Sur la période 2011-2021 en effet, les frais de personnel de l’administration fédérale ont augmenté d’environ 20%, passant de 5 à 6 milliards de francs par an. Cela ne s’explique pas par la seule croissance des effectifs (qui atteignent désormais quelque 39’000 EPT), mais aussi par la hausse des salaires. Selon l’Office fédéral du personnel, le salaire moyen a augmenté de 6,5% au cours de la dernière décennie alors que le renchérissement, de décembre 2011 à décembre 2021 atteignait seulement 0,36%. Selon l’étude de l’institut lucernois, les collaborateurs de l’administration fédérale disposant des mêmes qualifications et de la même expérience, avec des responsabilités similaires, sont payés 11,6% de mieux que dans le secteur privé (c’est quasiment un quatorzième salaire). La dite administration est un employeur généreux si l’on considère le revenu brut moyen: en 2019, il atteignait 117’176 francs pour un poste à temps plein contre 88’896 francs dans le secteur privé. Les cantons et les communes paient aussi mieux que le secteur privé: 4,3% dans les cantons et 3,4% dans les communes. Pour les plus bas salaires, l’écart est encore plus important et peut atteindre 17% à la Confédération. Pour les postes les mieux rémunérés, l’écart se réduit à quelque 6% tandis que communes et cantons se situent dans le marché.

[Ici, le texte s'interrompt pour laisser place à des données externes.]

PR #5264, opened 2026-09-10
refactor: GraphQL package

### LINKED ISSUE #1195: `subscriptionType` of `__schema` is `null`
From the perspective of the schema `null` indicates subscription is not a supported feature.

To reproduce:

```
defradb client  query '
query IntrospectionQuery {
        __schema {
                queryType { name }
                mutationType { name }
                subscriptionType { name }
        }
}
'
```

Reference: https://spec.graphql.org/October2021/#sec-The-__Schema-Type

### LINKED ISSUE #1218: No GQL introspection tests for `commit` type
`_version` is noted in the default fields, but it is a shallow/list type and we currently have no tests that verifies that the `Commit` type actually contains the properties we want it to (e.g. `cid`, `dockey`, `height`, etc)

### LINKED ISSUE #1384: Order of schema fields in introspection is not deterministic
https://user-images.githubusercontent.com/363965/233669237-339ca4b9-caae-4102-a6fc-2dbe3b6cb7b1.mov

relates to https://github.com/sourcenetwork/graphql-go

### LINKED ISSUE #5263: Refactor GraphQL package
We should switch to a more recent and maintained GraphQL library so that there is less burden on the DB team to maintain a forked repo.

At the same time we should switch the schema generation from a code based solution to a templated one. I believe this will improve the DX for the internal DB team as we already design features from a GraphQL standpoint.

nasdf:
## Relevant issue(s)

Resolves #5263

The following are fixed and tested here: `internal/request/graphql/introspection_execution_test.go`

Fixes #1195  `TestExecuteIntrospectionReturnsSubscriptionType`
Fixes #1218 `TestExecuteIntrospectionCommitFields`
Fixes #1384 `TestExecuteIntrospectionFieldOrderIsDeterministic`

## Description

This PR refactors the GraphQL package with a more recent and maintained library. It also converts the schema generation from a code based approach to a template based approach.

## Tasks

## How has this been tested?

Existing integration and unit test coverage plus some new unit tests. 

- Ubuntu Linux


internal/request/graphql/schema/collection.go
```diff
@@ -942,13 +1008,16 @@ func constraintsFromAST(kind client.FieldKind, directive *ast.Directive) (constr
...
-func setCRDTType(field *ast.FieldDefinition, kind client.FieldKind) (client.CType, error) {
+func setCRDTType(field *collectionFieldDefinition, kind client.FieldKind) (client.CType, error) {
 	if directive, exists := findDirective(field, "crdt"); exists {
 		for _, arg := range directive.Arguments {
 			switch arg.Name.Value {
 			case "type":
+				if stringValue, ok := arg.Value.(*collectionStringValue); ok {
+					return 0, newErrInvalidArgument(arg.Name.Value, stringValue.Value)
+				}
 				cTypeString := arg.Value.GetValue().(string)
```
ChrisBQu: thought: I don't think this is safe. It assumes that the value is a string literal. It will only be a string literal if the query is clean though, right? It should return an error instead of panicking if the type is bad. For example, I think this would panic:

`@crdt(type: true)`

internal/request/graphql/schema/collection.go
```diff
@@ -892,29 +958,29 @@ func parseUint32ASTValue(value ast.Value) (uint32, error) {
...
+	fieldDef *collectionFieldDefinition,
 ) (client.VectorEmbeddingDescription, error) {
 	embedding := client.VectorEmbeddingDescription{
 		FieldName: fieldDef.Name.Value,
 	}
 	for _, arg := range directive.Arguments {
 		switch arg.Name.Value {
 		case types.VectorEmbeddingDirectivePropFields:
-			val := arg.Value.(*ast.ListValue)
+			val := arg.Value.(*collectionListValue)
```
ChrisBQu: thought: I think this type assertion is unsafe. A non-string element inside fields will panic instead of return an error, right?

internal/request/graphql/schema/manager.go
```diff
@@ -11,170 +11,73 @@
...
-		Body: []byte(sdl),
-	})
-	doc, err := gqlp.Parse(gqlp.ParseParams{
-		Source: src,
-	})
-	if err != nil {
-		return nil, err
+	document, report := astparser.ParseGraphqlDocumentString(sdl)
+	if report.HasErrors() {
+		return nil, report
```
ChrisBQu, line 87: thought: This function concerns me. If you look at the previous one, it validates thee document. This one doesn't. I think this will silently continue without error if a directive is not supported. For example:

`type User { name: String @notrealdirective }`

internal/request/graphql/parser/coercion.go
```diff
@@ -0,0 +1,176 @@
...
+				return utcNowValue{}
+			}
+			if parsed, err := time.Parse(time.RFC3339Nano, value); err == nil {
+				return parsed
+			}
+		}
+	case "JSON":
+		return coerceJSONNumbers(value)
+	}
+	return value
```
ChrisBQu, line 222: question: Is Blob meant to be here as well?

internal/request/graphql/parser/coercion.go
```diff
@@ -0,0 +1,176 @@
...
+	}
+	return result
+}
+
+func coerceScalar(name string, value any) any {
+	switch name {
+	case "Int":
+		switch value := value.(type) {
+		case float64:
+			return int32(value)
```
ChrisBQu, line 199: thought: This seems like a bug. Surely we cannot call int32() on a value that is float64 without a range check.

internal/request/graphql/parser/coercion.go
```diff
@@ -0,0 +1,176 @@
...
+		}
+	case "DateTime":
+		if value, ok := value.(string); ok {
+			if value == "UTC_NOW" {
+				return utcNowValue{}
+			}
+			if parsed, err := time.Parse(time.RFC3339Nano, value); err == nil {
+				return parsed
+			}
+		}
```
ChrisBQu, line 218: thought: I think you can cause a panic here downstream. At minimum, it doesn't seem correct. If `time.Parse` fails, we will fall all the way through and return the original value. So consider the following:

`Users_Create(input: {createdAt: "not-a-datetime"})`

internal/request/graphql/schema/errors.go
```diff
@@ -11,10 +11,54 @@
...
+func (e wrappedSchemaValidationError) Error() string        { return e.message }
+func (e wrappedSchemaValidationError) Unwrap() error        { return e.cause }
+func (e wrappedSchemaValidationError) Is(target error) bool { return target == ErrGraphQLValidation }
+
+func newErrUnknownDirectiveArgument(name, directive string) error {
+	return schemaValidationError(fmt.Sprintf("Unknown argument %q on directive %q", name, directive))
+}
+
+func newErrInvalidArgument(name string, value any) error {
+	return schemaValidationError(fmt.Sprintf("Argument %q has invalid value %v", name, value))
```
ChrisBQu, line 42: todo: %v is incorrect here. We want %q instead, to preserve quotes. See the following test, which is currently broken, but will pass with this change:

`TestCollectionAdd_ContainsPNCounterWithInvalidType_Error`

internal/request/graphql/schema/manager.go
```diff
@@ -11,170 +11,73 @@
...
 }
 
-// NewSchemaManager returns a new instance of a SchemaManager
-// with a new default type map
+// NewSchemaManager returns a manager initialized with the canonical default
+// schema definition.
 func NewSchemaManager(isSearchableEncryptionEnabled bool) (*SchemaManager, error) {
-	schema, err := defaultSchema()
-	if err != nil {
+	sm := &SchemaManager{isSearchableEncryptionEnabled: isSearchableEncryptionEnabled}
```
ChrisBQu, line 39: thought: Trying to do some digging here. 

`NewSchemaManager` calls `setDefinition`

However, `Generate` inside `internal/request/graphql/schema/generate.go` also calls `setDefinition`. This function is called by `SetSchema` inside `internal/request/graphql/parser.go`. That function is called by `loadCollectionDefinitions` inside `internal/db/collection.go`. And finally, where is _that_ called from? It is called from... all sorts of places, such as the `AddSchema`, `PatchSchema`, and `CreateIndex` functions.

What I'm getting at, is that I think the parsing is happening more times than it needs to happen. Can we cache it in some way? Is the waste problematic touugh, or is this not worth it? Unclear.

L’une des raisons de cette différence tient à la tendance de l’administration fédérale d’employer toujours davantage de personnes ayant effectué un cursus dans les hautes écoles. La part de ces diplômés atteint désormais quelque 17% dans l’administration fédérale contre 8% dans les administrations cantonales et 4% dans les communes. En parallèle, la part des personnels moins ou peu qualifiés diminue. Avec cette croissance de la qualification et le recours aux profils académiques ou spécialisés, la progression salariale – et les coûts globaux des frais de personnel de la Confédération – s’explique. Les coûts globaux se sont accrus de 2,8% par an depuis 2008, soit plus que ceux des cantons (2,4%) ou des communes (1,6%).

Dans de prochains articles, nous nous intéresserons au cas du Canton de Vaud et aux enseignements politiques qu’il est possible de tirer de cette progressive étatisation de la société.

Notes:

1      Jean-François Aubert, «Le principe de subsidiarité dans la Constitution fédérale de 1999», in Mélanges en l’Honneur de H.-R. Schupbach, Helbing & Lichtenhahn, 2000.